The method then determines whether any intermediate nodes exist in the intersection between P-space and Q-space or a one hop-extension thereof. For example in FIG. 1 nodes P and Q are within one hop of one another. As a result, in the event of the failure of node B packets of data can be sent from node A via path 32 as far as the intermediate node P then via link 34 node Q and thence via path 36 to the target node Y. The links 32, 34 and 36 can be viewed together as a “virtual” link forming a repair path in the event that node B fails or an alternative route is otherwise required.
All nodes pre-compute backup routes for all adjacent components as a result of which, as soon as a node detects de-activation of an adjacent component or otherwise needs an alternative route, that route is immediately available (although computation can alternatively be done in real time). As a result packet loss is minimized. Because the link state protocol is effectively undisturbed according to this method the fact that a repair path has been used is transparent to the remainder of the network. The labels “P-space”, “Q-space” and “T-space” are arbitrary and used for convenience and other embodiments may use any other label for the respective sets of nodes.
FIG. 2 is a flow diagram illustrating a high level view of a method of constructing a transition route in a data communications network which addresses the looping problem, with reference to the network shown in FIG. 1. In block 60 node A implements its repair paths on detection of a failure, and issues a “covert announcement” or transition notification that the path AB is no longer available, signaling the start of phase 1, a notification transition period.
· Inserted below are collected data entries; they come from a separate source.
Issue #21, opened 2018-12-27
Tagging


tomcrane:
## Tagging

(Provide link to `index.md` of the issue, if available. To be filled in after issue is created - you need the issue number!)

## Use case  
Examines the ways in which tagging annotations can be used in IIIF

benwbrum:
We are currently in the middle of work involving tagging annotations--users use the _Add Tag_ feature of Mirador 2 on their annotations, which are then presented in a IIIF v2/OA API and then consumed to create an index to annotations in a static site.  Once we're done with this, we might be able to translate the results into v3 for this recipe.

glenrobson:
Example from https://www.w3.org/TR/annotation-model/:

```
{
  "@context": "http://www.w3.org/ns/anno.jsonld",
  "id": "http://example.org/anno18",
  "type": "Annotation",
  "body": {
    "type": "SpecificResource",
    "purpose": "tagging",
    "source": "http://example.org/city1"
  },
  "target": {
    "id": "http://example.org/photo1",
    "type": "Image"
  }
}
```

glenrobson:
Example annotation in the spec: https://iiif.io/api/presentation/3.0/#56-annotation

PR #244, opened 2021-05-28
Recipe #0021 — Tagging

triplingual:
This PR addresses issue #21, introducing tagging as a form of annotation

### DIFF
--- a/recipe/0021-tagging/index.md
+++ b/recipe/0021-tagging/index.md
@@ -1,9 +1,9 @@
 ---
 title: Name of Recipe
-id: -1
+id: 21
 layout: recipe
-tags: [tbc]
-summary: "tbc"
+tags: [annotation]
+summary: "Tagging as a basic annotation"
 ---
 
 ## Use Case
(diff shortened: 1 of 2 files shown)


glenrobson:
Comments from the editors:

In the manifest:
 * `annotations` property should be in the Canvas rather than at the manifest level. 
 * Remove `summary`, `rights` and `requiredStatement` as they are not required.

Suggest we remove: “[Annotation in the context of a particular content resource][0023]” as related

triplingual:
>     * Remove `summary`, `rights` and `requiredStatement` as they are not required.

I believe these have been in other recipes using the Göttingen photo. It seems to me they are good practice that IIIF should encourage. But I'm OK with saving that for a discussion for a later time, when there's a read-through for standardization.

robcast:
@triplingual I just tested with Mirador and the annotation seems to work: https://projectmirador.org/embed/?iiif-content=https://preview.iiif.io/cookbook/0021-tagging/recipe/0021-tagging/manifest.json

I guess you can now include the automatic Mirador link and remove the sentence "No current viewers support this form of annotation..." :-)

triplingual:
Yow, @robcast, that's great! I tried it in the special annotations netlify, and it wasn't looking good, so this is particularly nice to know.

glenrobson:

The network is considered to be made up of cooperating nodes, that is nodes such as nodes X, X′, X″ that support the appropriate protocols for implementing the method described herein and non-cooperating nodes, that is, those which continue to operate and forward in a conventional manner during the routing transition. In block 62 the cooperating nodes receive and recognize the covert announcement (non co-operating nodes do not recognize the covert announcement but merely pass it on). In block 64 each cooperating node constructs its transition routes. In particular it calculates its respective P-space, that is, the set of nodes reachable according to its routing protocol other than nodes reachable by traversing node B, in exactly the same manner as node A calculates its P-space. In the same manner each cooperating node calculates Q-space, that is, the set of nodes from which the target node is reachable without traversing node B which will be the same irrespective of the identity of the calculating node. Once again, using the same techniques as node A, the cooperating node hence constructs and implements a set of transition routes.
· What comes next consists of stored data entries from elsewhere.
Issue #246, opened 2021-06-02
Is image/jpg a valid media type?


ksclarke:
https://github.com/IIIF/cookbook-recipes/blob/993b3bb47aa019a81bd36e2c036ef16013f79701/recipe/0118_multivalue/manifest.json#L52

Shouldn't the media type for JPEG be image/jpeg (not image/jpg)? https://datatracker.ietf.org/doc/html/rfc2046#section-4.2

PR #249, opened 2021-06-16
Fixing mimetype from image/jpg to image/jpeg

glenrobson:
Reported by @ksclarke in #246


triplingual:
The first commit here will undo #250 if merged after it, yes?

Issue #245, opened 2021-05-29
Question about image format on 0004


ksclarke:
C.f. https://github.com/IIIF/cookbook-recipes/blob/993b3bb47aa019a81bd36e2c036ef16013f79701/recipe/0004-canvas-size/manifest.json#L24

Is the format intentionally "image/jpg" when the ID ends with "png"? (i.e., https://fixtures.iiif.io/video/indiana/donizetti-elixir/act1-thumbnail.png)

ksclarke:
And a follow-up... if it was supposed to be a JPEG format, isn't the mime/media type "image/jpeg", not "image/jpg"? Cf. https://datatracker.ietf.org/doc/html/rfc2046#section-4.2

glenrobson:
You are right it should be `image/png` as the mime type. Ill submit a pull request now. Thanks for reporting.

PR #250, opened 2021-06-16
Fixing image type to be png

glenrobson:
Reported by @ksclarke in #245


triplingual:
Looks good, displays good.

The Q-space 40 is constructed in a similar manner. Where the failed node B has a single downstream neighbor node D, as shown in FIG. 1, the reverse spanning tree (or “sink tree”) is computed showing the routes for each node from which node D is reachable, again excising all nodes from which node D is reached via the failed node B. In the case of multiple downstream neighbor nodes, the Q-space is derived for each of them. It will be appreciated that instead of extending the P-space to include additional nodes one hop away, Q-space can be extended instead, in conjunction with directed forwarding. In addition it would be possible to run the SPF algorithm to obtain P and Q-space in any order. In some instances it will not be necessary to construct a Q-space as the target node is found in P-space—this is more likely to happen for non-neighboring nodes.
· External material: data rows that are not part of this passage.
PR #252, opened 2021-06-29
Changing Newspaper recipe to be rendering rather than seeAlso

glenrobson:
This has been updated after discussions on the AV transcription use cases. For the initial change I've gone for `rendering` as the ALTO is a alternative representation of the page. This feels a better fit for the common use case with Newspapers. seeAlso was in appropriate because it isn't metadata about the resource.  

Another option was to include it as an annotation with the supplementing motivation. I got half way through this then I thought what would a viewer do with this? Then I remembered the Mirador text overlay plugin (https://mirador-textoverlay.netlify.app/) which supports ALTO and/or annotations. It currently takes the ALTO from the seeAlso but in 3 should it take the ALTO from a supplementing annotation like:

```
"annotations": [
        {
          "id": "{{ id.path }}/newspaper_issue_2-anno_alto",
          "type": "Annotation",
          "motivation": "supplementing",
          "body": [
          {
              "id":"{{ id.path }/newspaper_issue_2-alto_p1.xml",
              "type": "Dataset",
              "format": "application/xml",
              "profile": "http://www.loc.gov/standards/alto/",
              "label": {
                  "en": [
                      "ALTO XML"
                  ]
              },
              "language": "en"
          }
          ],
          "target": "https://iiif.europeana.eu/presentation/9200355/BibliographicResource_3000096302516/canvas/p1"
        }
```

but the overlay plugin could just as easily take it from the rendering property so I've gone with that for now.


glenrobson:
The cookbook editors are happy for it to go through but would like us to have a look at the OCR results. When you open the annotations in Annona they are all off where they should be. It could be:

 * Bad OCR data (which we could regenerate)
 * A problem with the conversion between Alto and annotations (the alto seems to have a margin which might be affecting it and also the width/height in the ALTO don't match the Image)
 * A problem with Annona although this is least likely it would be useful to see why it isn't working in Mirador

Other small comments on the related recipes:
 * Maybe remove: Simplest Manifest - Image as it would be include with every recipe 
 * Maybe include multi vol example

glenrobson:
I managed to get the ALTO working in https://mirador-textoverlay.netlify.app/ (by using `@id` rather than `id` and moving it to seeAlso and the coordinators are also off so I think its an issue with the OCR:

Screenshot 2023-03-08 at 13 00 36

glenrobson:
I also found the problem with Mirador is the motivation. If you switch it to `commenting` then the annotations show.

triplingual:
> I also found the problem with Mirador is the motivation. If you switch it to `commenting` then the annotations show.

(For future readers: `commenting` is not the appropriate motivation, just the one that allows the OCR annotations to function in Mirador at this time.)

glenrobson:
So as discussed could you move the partOf to each annotation similar to this example:

https://github.com/IIIF/cookbook-recipes/pull/416

and 

https://iiif.io/api/cookbook/recipe/0306-linking-annotations-to-manifests/

triplingual:
My batch F&R seems to have allowed auto-validation, and my eyeballing suggests that the annotations are in the same places and showing visually the same way.

PR #254, opened 2021-07-01
Newspaper fix

glenrobson:
Adding context to the mention of the Newspaper recipe.


glenrobson:
Page: https://preview.iiif.io/cookbook/news_fix/recipe/0231-transcript-meta-recipe/

@mcwhitaker if you are OK with the above change could you merge it into your branch? I thought because the Newspaper recipe covers many different use cases that it would be better to be explicit which part of the Newspaper recipe we were pointing to in this recipe.

mcwhitaker (approved):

Once the least cost repair path is assigned, there may still be multiple repair paths, one for each neighbor of the failed component which is a repair path target. To identify which repair path should be used it is necessary to assess the final destination of an incoming packet to the repairing node. This is achieved by recording which neighbor node would be used to reach each destination via the failed component in normal operation and assigning the traffic to the repair path generated with the appropriate neighbor as target. Of course any destination, not reachable via any of the neighbor nodes, will not require a repair path (as they do not traverse the failed component).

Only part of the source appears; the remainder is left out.